It's hard to crack into the WSJ archives. This was one of my very favorite op-eds of theirs that wasn't penned by Bobby Jindal.  That link runs up against the paywall, though.  I happened to pull the funny quote from it at the time. But also here is a site where the full text is preserved. Anyway, here is what I'm talking about.
So let’s put it this way: We are building a Qatar on the Bayou. From whole cloth, companies are laying new cities of fertilizer plants, boron manufacturers, methanol terminals, polymer plants, ammonia factories and paper-finishing facilities. In computer renderings, the Sasol site looks like a fearsome, steel-fitted Angkor Wat.

Now the environmental website where the text of this article is preserved has added photos, links and commentary to recontextualize things a bit. But in its original form it was pretty clear this  "Qatar on the Bayou" iteration was meant as a compliment.  Understandably, not everyone takes it as such. 

While the Sasol project described above has since been scaled back, the chemical boom in South Louisiana has nevertheless persisted... much to everyone's great excitement in St. James Parish.
CONVENT — Shouting "shut it down" on the front lawn of Mosaic Fertilizer's administrative office, a collection of St. James Parish residents, outside environmental activists and pastors called Wednesday for the state to close the Uncle Sam plant with its endangered lake of hazardous water threatening surrounding land and waterways.

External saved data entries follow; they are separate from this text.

PR #172, opened 2023-12-13
Changed validation column names

valearna:


valearna:
Thanks @sweng66 ! I'll merge this after restarting the API

PR #173, opened 2023-12-13
change display to show date_last_modified_in_pubmed and date_arrived_…

azurebrd:
…in_pubmed in a row, and date_last_modified_in_pubmed and date_created in another row

### DIFF
--- a/src/components/biblio/BiblioDisplay.js
+++ b/src/components/biblio/BiblioDisplay.js
@@ -206,6 +206,24 @@ export const RowDisplayCopyrightLicense = ({fieldIndex, fieldName, referenceJson
           <Col className={`Col-general ${cssDisplayRight} `} lg={{ span: 10 }}><a href={url} title={desc} rel="noreferrer noopener" target="_blank">{name}</a></Col>
         </Row>); }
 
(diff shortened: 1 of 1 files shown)


valearna (commented):
The two components look very similar, at least the jsx part. Can we create a single parametrized component instead of two?

azurebrd:
@valearna They're very similar, but in the BiblioDisplay section, I want to be able to switch without processing the data, and each of the components that get called there have a different way of processing.  I don't know what happened to the BiblioEditor changes, they should be part of this PR too, and they mostly mirror each other.  I think it's clearer to have the processing in each component instead of the parent component.  In the BiblioEditor, the updateFlag colours usually need processing too, but these two fields just happen to be display-only, so they don't need that logic, but in general we can't have a display of paired data, since those will need the updateFlag colour logic.  It seemed clearer to just make similar pairs of components

azurebrd:
@valearna I don't know how these BiblioEditor changes got into main, but they're here https://github.com/alliance-genome/agr_literature_ui/blob/main/src/components/biblio/BiblioEditor.js#L519  The Display part just mirrors that for consistency.

valearna:
Sounds good @azurebrd

valearna (approved):

azurebrd:
Thanks @valearna !

PR #174, opened 2023-12-14
Generalized RowDisplayPubmedPublicationStatusDateArrivedInPubmed and …

azurebrd:
…RowDisplayPubmedPublicationStatusDateArrivedInPubmed to work for BiblioEditor and BiblioDisplay, since they're displayOnly fields.  Generalized displaying a pair of data in one row, as Valerio suggested.  Added display of RowDisplayBooleanDisplayOnly for prepublication_pipeline, generalized to allow any future boolean field that should display its tag as the value, when the value it true


valearna (approved):
looks great, thanks @azurebrd

azurebrd:
Thanks @valearna !

PR #177, opened 2023-12-15
Adding Mod Preferences

pjhale:
When someone is logged in the facet "in corpus or needs review" is automatically selected.  This is accomplished by another variable in the reducer that tracks is we have loaded these yet.  Users can deselect the preloaded facet and it will only return on a page refresh.

Keeping as draft until Kimberly can look at it.


azurebrd (approved):
Thanks @pjhale !

PR #178, opened 2023-12-15
adding AGMs/subtypes to entity_type pulldown and adding code to validate these new entity types/subtypes

sweng66:


valearna (commented):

Company officials and state regulators have been scrambling for several weeks to prevent a catastrophic release of more than 700 million gallons of the acidic process water held inside an enormous lake atop a 200-foot high pile of the company's waste byproduct outside Convent.
I've been watching this story all week and I'm still not sure if the "process water" threatens to contaminate the river if it slips loose.  I only ask because I am concerned it might not be so great at cooling turbines

More to the point, though...

More pointedly, the local group Rise St. James and other activists urged the state to halt continued permitting of any new industrial operations in St. James Parish, like the $9.4 billion Formosa complex proposed across the Mississippi River in Welcome or the $1.2 billion Wanhua complex proposed across the street from the Mosaic waste pile.

"As Rise St. James and as the residents of St. James have said repeatedly, St. James is full, and nothing shows it more clearly than this facility that needs to be shut down now," said Anne Rolfes, director of the Louisiana Bucket Brigade. "You can't handle what you got, don't bring in any more."

Gail Leboeuf, a Convent resident who grew up near the pile, said she watched the plant being built and watched the pile rise higher and higher through the years.
One could almost call it the Angkor Wat of gypsum if one wanted to keep the metaphor going.  But why would we want to do that?  It was all mixed up in the first place.  The Angkor Wat is in Cambodia and we're trying to be Qatar.. right?  Maybe we need to just stop.